Inter: Salernitana, the crisis and the Champions League against Benfica

With Salerno’s draw, the race for the next Champions League becomes more complicated. Even if Simone is sure of qualification…

From our correspondent Davide Stoppini

April 8th
– Salerno

And it always ends like this with Inter. It ends up that there is never one joy after another, there is never a certainty that it will extend beyond half a week. The complication office for simple things in Salerno has come up with another one. Simone Inzaghi is right when he says “it’s been a long time since I’ve seen a match like this”. He is less right when he explains the result only with missed opportunities. Inter is a machine that no longer works. Who has lost confidence in victory. He has lost the habit of wanting victory. And every time you think you’ve hit rock bottom, there you go dig a little more. A victory in the last six games is a booty that not even in the worst nightmares would have come out. The measure is full. The club is deeply disappointed, almost disconsolate, as well as worried about a Champions League qualification that has become bloody complicated. And these feelings involve all the components. Not just the coach, but the team as well.

Change the technical guide? The company is not convinced that it is the solution to all ills, immediately. Which does not mean that Inzaghi’s position is not under observation. We are not talking about the future here, of course, that is already marked. And the search for a replacement has already begun for weeks. Here we talk from game to game. Tuesday’s away match in Lisbon doesn’t seem to be decisive for the bench.
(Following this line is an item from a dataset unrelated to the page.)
PR #184, opened 2022-05-13
Rename typing.py to typehints.py

frankenjoe:
As mentioned in #179 I had circular import problems with `typing.py` and it's generally probably not a good idea to import a module in a file with the same name. So I suggest we rename `typing.py` to `typehints.py`.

Unless, however, the team collapses, from the point of view of performance and especially the result: in that case, nothing can be excluded. But it will in any case be important for the coach to come out well from Lisbon. Not so much and not only for the European qualification speech of the greats, but above all to add a little faith in the pool of players who have lost it, who don’t believe in it and, if they do, they do it their own way. In a nutshell: would the so-called “shock” of the coach’s exemption really be the right recipe to give this season a last-minute turnaround? In society, the debate has for the moment led more to a no than a yes.

And of course, even yesterday’s match ended up putting the coach in the dock as well, due to those substitutions that greatly worsened the performance against Salernitana in the second half: it’s not the first time this has happened. And then, again: a deficient athletic preparation, for a team that too often lowers its performance from the 60th minute onwards. How to intervene now, in late April? And finally: too many players not in tune with the coach’s choices. Yesterday it was De Vrij’s turn to speak: “I’m not happy with playing so little.” In the beginning it was Gagliardini, with similar concepts. And then there are the submerged voices, including that Lukaku who is certainly not happy with how it has been handled up to now. “But I am convinced that we will qualify for the next Champions League – assured the coach -. Of course, there is disappointment. Now we must be resilient, go beyond this day. But we would have deserved to win, both here in Salerno and against Fiorentina. With this type of performance, the results will come, I have nothing to reproach the players with.”

And maybe that’s not the case. Because they are also under accusation, the footballers. “It’s clear that there’s something wrong, we had 20 clear chances to score,” Inzaghi explained. And again: “The players feel this moment, all the components of Inter want the championship to go like the cups”. The hope is that it really is. Because Lukaku continues to collect eaten goals that rhyme with fools. Because Lautaro is in a phase of involution – 1 goal in his last 9 appearances – and in Salerno he hasn’t been able to do better than to look for a touch in front of Ochoa. Because Correa is simply Correa and Dzeko hasn’t physically been him for weeks. And then Brozovic. Yesterday even Onana. The list is long. But more generally, the sense of precariousness is felt strongly inside the locker room. How many are really sure of staying next season? How many today are called to fight for a place in the Champions League, a competition that perhaps next year will not even play for Inter? Now there’s Lisbon and Roger Schmidt’s extremely dangerous Benfica, a machine that scares everyone in Europe. Here the stimuli come by themselves. Assuming that’s enough.